Biden äußerte sich sogar selbst ungewöhnlich deutlich im Weißen Haus zu dem Schuldspruch und kritisierte Trumps Verhalten. «Es ist rücksichtslos, es ist gefährlich, es ist unverantwortlich, wenn jemand behauptet, dass das Verfahren manipuliert wurde, nur weil einem das Urteil nicht gefällt», sagte er. Trump sei jede Gelegenheit gegeben worden, sich zu verteidigen.

Das Urteil wird sich ohne Frage auf den erbittert geführten Wahlkampf in den Vereinigten Staaten auswirken - die Frage dabei ist aber: wie stark und zu wessen Vorteil? Eine Umfrage des Instituts Marist Poll vor dem Schuldspruch zeigt, dass eine Verurteilung für eine Mehrheit der Wählerinnen und Wähler in den USA keinen Unterschied macht. Demnach gaben sogar 74 Prozent der Wähler, die weder Anhänger der Demokraten noch den Republikaner sind, dass ein Schuldspruch für sie einerlei sei. Diese Wählergruppe dürfte bei der Wahl, bei der es auf ein Kopf-an-Kopf-Rennen zwischen dem Demokraten Biden und Trump hinauslaufen dürfte, besonders wichtig sein.

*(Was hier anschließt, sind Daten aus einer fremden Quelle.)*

PR #1065, opened 2020-07-22
Extend transformation request by fields required for automated case creation

lgonczar:
**Can't be merged before being verified in demo.**

### Change description ###

Extend the request to transformation endpoint by adding fields required for automated case creation (https://tools.hmcts.net/confluence/pages/viewpage.action?pageId=1425080530#Automatedcasecreationandupdate-transformationEndpointChangesTransformationendpointchanges)
 
```
[ ] Yes
[x] No
```


src/main/java/uk/gov/hmcts/reform/bulkscan/orchestrator/services/ccd/callback/ExceptionRecordValidator.java
```diff
@@ -136,6 +142,18 @@ public ExceptionRecordValidator() {
         ).toValidation().mapError(throwable -> "Invalid scannedDocuments format. Error: " + throwable.getMessage());
     }
 
+    private String getEnvelopeId(CaseDetails caseDetails) {
+        return Optional.ofNullable(caseDetails)
+            .map(CaseDetails::getData)
+            .map(data -> (String) data.get(ENVELOPE_ID))
+            .orElseThrow(
+                // we can't apply standard validation, as the caseworker doesn't even know about envelope ID field
+                () -> new UnprocessableCaseDataException(
```
nitinprabhu, line 151: do we have a test to cover this ?

src/integrationTest/resources/ccd/callback/create-case/request/valid-exception-without-form-type.json
```diff
@@ -13,6 +13,7 @@
       "journeyClassification": "EXCEPTION",
       "deliveryDate": "2018-01-02T12:34:56.123",
       "openingDate": "2018-01-03T12:34:56.123Z",
+      "envelopeId": "e0c7b48e-624a-4b1f-ba3e-7a0d50d09e80",
```
nitinprabhu, line 16: `is_automated_process` and `exception_record_case_type_id` are not included in any of the integration test json files should be add them ?

src/main/java/uk/gov/hmcts/reform/bulkscan/orchestrator/services/ccd/callback/ExceptionRecordValidator.java
lgonczar: We do, we have tests for verifying that the callback endpoint will return a 422 response with the right body when envelope ID is missing. Earlier today I also created a ticket for `ExceptionRecordValidator` unit tests (https://tools.hmcts.net/jira/browse/BPS-1336), as they're all missing.

src/integrationTest/resources/ccd/callback/create-case/request/valid-exception-without-form-type.json
lgonczar: These envelopeIds that I've included are just added to callback data, as they're required there. When it comes to calling transformation endpoint, we have no test verifying what data we've sent to it. In https://tools.hmcts.net/jira/browse/BPS-1336 I've mentioned the need for tests to cover the mapping of callback data to the model representing transformation request. We can also think of integration tests for that (using wiremock).

PR #1051, opened 2020-07-15
Finalize exception record after its OCR is used to update a case

rkondratowicz:
https://tools.hmcts.net/jira/browse/BPS-1326

PR #1070, opened 2020-07-23
Use more appropriate return model

rkondratowicz:
The `exceptionRecordData` property of the previous model (`ProcessResult`) was set but never used.
Now that it is no longer being set (fixed in https://github.com/hmcts/bulk-scan-orchestrator/pull/1051) the type can be changed.


src/main/java/uk/gov/hmcts/reform/bulkscan/orchestrator/services/ccd/CcdCaseUpdater.java
```diff
@@ -151,33 +148,33 @@ public ProcessResult updateCase(
...
             }
         } catch (UnprocessableEntity exception) {
             ClientServiceErrorResponse errorResponse = serviceResponseParser.parseResponseBody(exception);
-            return new ProcessResult(errorResponse.warnings, errorResponse.errors);
+            return Optional.of(ErrorsAndWarnings.withErrorsAndWarnings(errorResponse.errors, errorResponse.warnings));
         } catch (FeignException.Conflict exception) {
             String msg = getErrorMessage(configItem.getService(), existingCaseId, exceptionRecord.id)
                 + " because it has been updated in the meantime";
             log.error(msg);
             ClientServiceErrorResponse errorResponse = new ClientServiceErrorResponse(singletonList(msg), emptyList());
```
rkondratowicz, line 160: I'll remove those unnecessary objects on a separate PR

src/main/java/uk/gov/hmcts/reform/bulkscan/orchestrator/services/ccd/CcdCaseUpdater.java
```diff
@@ -131,7 +128,7 @@ public ProcessResult updateCase(
                     existingCase.getId(),
                     exceptionRecord.id
                 );
-                return new ProcessResult(updateResponse.warnings, emptyList());
+                return Optional.of(ErrorsAndWarnings.withErrorsAndWarnings(emptyList(), updateResponse.warnings));
```
nitinprabhu, line 131: `ErrorsAndWarnings.withErrorsAndWarnings` can we do static imports here and below ?

PR #1071, opened 2020-07-24
Add configuration properties for automatic envelope processing

lgonczar:

### Change description ###

Add configuration properties required for automatic envelope processing - case creation, case update and case search.

```
[ ] Yes
[x] No
```


src/main/resources/application.yaml
```diff
@@ -91,6 +94,9 @@ service-config:
         - formType: PERSONAL
           ocrFields:
             - last_name
+      auto-case-creation-enabled: ${AUTO_CASE_CREATION_ENABLED_BULKSCANAUTO:false}
+      auto-case-update-enabled: ${AUTO_CASE_UPDATE_ENABLED_BULKSCANAUTO:false}
+      case-definition-has-envelope-ids: ${CASE_DEFINITION_HAS_ENVELOPE_IDS_BULKSCANAUTO:false}
```
nitinprabhu, line 99: normally first PR can be `AUTO_CASE_CREATION_ENABLED_BULKSCANAUTO` `AUTO_CASE_UPDATE_ENABLED_BULKSCANAUTO` and `CASE_DEFINITION_HAS_ENVELOPE_IDS_BULKSCANAUTO` can go in values yaml with false value and then override wherever needed. 
This way you get the flexibility of changing it per environment and also your chart config goes before your code usage.

lgonczar: I'm not sure I understand what you mean.

lgonczar: Done

nitinprabhu: thanks @lgonczar

PR #1072, opened 2020-07-24
Update transformation and update case URLs

aliveni:
https://tools.hmcts.net/jira/browse/BPS-1333

### Change description ###
Updated transformation URLs and update-case URLs to have complete URLs.
~~The URLs will be temporarily overridden in flux config so that the build will not break.
After the code changes, Flux config changes will be overridden.~~

Fluc config PR - https://github.com/hmcts/cnp-flux-config/pull/4956

Update: Included the code changes to use the complete URLs in transformation and update endpoints.

```
[ ] Yes
[x] No
```


aliveni:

Bei Trumps Anhängern dürfte die Verurteilung eher dazu führen, dass diese noch eiserner hinter dem Republikaner stehen. Viele Liberale hingegen wollen Trump hinter Gittern sehen. So dürften sich die politischen Gräben in den USA weiter vertiefen.

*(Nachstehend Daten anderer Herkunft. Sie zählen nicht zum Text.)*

PR #1079, opened 2020-07-27
Extend transformation request model

lgonczar:

### Change description ###

This is almost a copy of https://github.com/hmcts/bulk-scan-orchestrator/pull/1065, but with `JsonIgnore` annotation added on the new fields.

Extend transformation request model by the fields required by the automated case creation functionality. These fields are in the models, but not in requests. They will be included when it's confirmed in demo that they're not breaking existing transformation.

```
[ ] Yes
[x] No
```

### DIFF
--- a/src/integrationTest/java/uk/gov/hmcts/reform/bulkscan/orchestrator/controllers/AttachExceptionRecordWithOcrTest.java
+++ b/src/integrationTest/java/uk/gov/hmcts/reform/bulkscan/orchestrator/controllers/AttachExceptionRecordWithOcrTest.java
@@ -11,6 +11,7 @@ import org.assertj.core.util.Maps;
 import org.json.JSONObject;
 import org.junit.jupiter.api.DisplayName;
 import org.junit.jupiter.api.Test;
+import org.skyscreamer.jsonassert.JSONAssert;
 import org.springframework.boot.web.server.LocalServerPort;
 import org.springframework.cloud.contract.wiremock.AutoConfigureWireMock;
 import org.springframework.http.HttpHeaders;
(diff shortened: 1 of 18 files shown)


src/integrationTest/java/uk/gov/hmcts/reform/bulkscan/orchestrator/controllers/AttachExceptionRecordWithOcrTest.java
```diff
@@ -241,6 +259,7 @@ void should_fail_correctly_if_ccd_is_down() throws Exception {
         caseData.put(JOURNEY_CLASSIFICATION, SUPPLEMENTARY_EVIDENCE_WITH_OCR);
         caseData.put("formType", "B123");
         caseData.put(SEARCH_CASE_REFERENCE_FIELD_NAME, CASE_ID);
+        caseData.put(ENVELOPE_ID_FIELD_NAME, "2777a98c-cbb4-11ea-87d0-0242ac130003");
```
doncem, line 262: would be good to have a comment where this value is coming from or smth similar for future linking

doncem: by the looks after scrolling all this there are different envelope ids here and this is more generic method: `getCaseData`

lgonczar: This change only extends the existing code by the required field which was absent in the request so far.

The method looks generic, but it isn't - it returns case data expected in the response to callback request from `valid-supplementary-evidence-with-ocr.json`. Method and several variables need renaming, comments need to be added, but that's outside the scope of this PR. I'll create another one for just that.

Weitere Anklagen und ein großes Spektakel - welche Baustellen Trump noch hat

Der Prozess in New York fand unter beispiellosem medialem Interesse und strengsten Sicherheitsvorkehrungen in Downtown Manhattan statt. US-Medien begleiteten das Ereignis wie ein großes Sportevent und zitierten im Minutentakt aus dem Gerichtssaal, in dem keine TV-Aufnahmen erlaubt waren. Dabei wurde auch jede Regung Trumps kommentiert, der bei den Sitzungen stets anwesend war und eigentlich nur die Farbe seiner Krawatte von Tag zu Tag variierte. Für den kurzen Fototermin zu Beginn der Sitzung setzte Trump regelmäßig ein grimmiges Gesicht auf. Einige Zeugen-Befragungen schien er interessiert zu verfolgen, an anderen Tagen waren sich US-Medien sicher, dass er die Augen über längere Zeit geschlossen hielt, weil er eingedöst war.

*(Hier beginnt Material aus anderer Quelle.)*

PR #1083, opened 2020-07-28
Add search case service config property

rkondratowicz:
it will be used to determine whether existing cases should be searched by envelope id or not.
https://tools.hmcts.net/jira/browse/BPS-1339

### DIFF
--- a/src/main/resources/application.yaml
+++ b/src/main/resources/application.yaml
@@ -80,6 +80,7 @@ service-config:
       auto-case-creation-enabled: ${AUTO_CASE_CREATION_ENABLED_BULKSCAN}
       auto-case-update-enabled: ${AUTO_CASE_UPDATE_ENABLED_BULKSCAN}
       case-definition-has-envelope-ids: ${CASE_DEFINITION_HAS_ENVELOPE_IDS_BULKSCAN}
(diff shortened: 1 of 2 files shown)


src/main/resources/application.yaml
```diff
@@ -80,6 +80,7 @@ service-config:
       auto-case-creation-enabled: ${AUTO_CASE_CREATION_ENABLED_BULKSCAN}
       auto-case-update-enabled: ${AUTO_CASE_UPDATE_ENABLED_BULKSCAN}
       case-definition-has-envelope-ids: ${CASE_DEFINITION_HAS_ENVELOPE_IDS_BULKSCAN}
+      search-cases-by-envelope-id: false
```
lgonczar, line 83: Maybe it would be worth already relying on an environment variable, so that when we need to turn this on, we just change flux config?

rkondratowicz: I'd prefer to add an env var once it's actually needed

lgonczar: I expect we'll turn it on multiple times - service by service, demo first. Each time we'll need to update chart. Eventually, we'll turn it on everywhere, so it will be less work to make those env changes in one go. And consistent with other related config properties.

Die Anklage in New York ist nicht Trumps einzige juristische Baustelle. Wegen versuchter Wahlmanipulation ist der Republikaner in der US-Hauptstadt Washington und im Bundesstaat Georgia angeklagt. Ebenfalls angeklagt ist Trump in Florida - dort geht es um die Mitnahme geheimer Regierungsunterlagen. Doch in allen drei Fällen bewegt sich derzeit wenig, Trump und seine Anwälte verzögern die Prozesse mit diversen Anträgen. Es gilt als wahrscheinlich, dass die New Yorker Verurteilung die einzige vor der Wahl im November bleiben wird.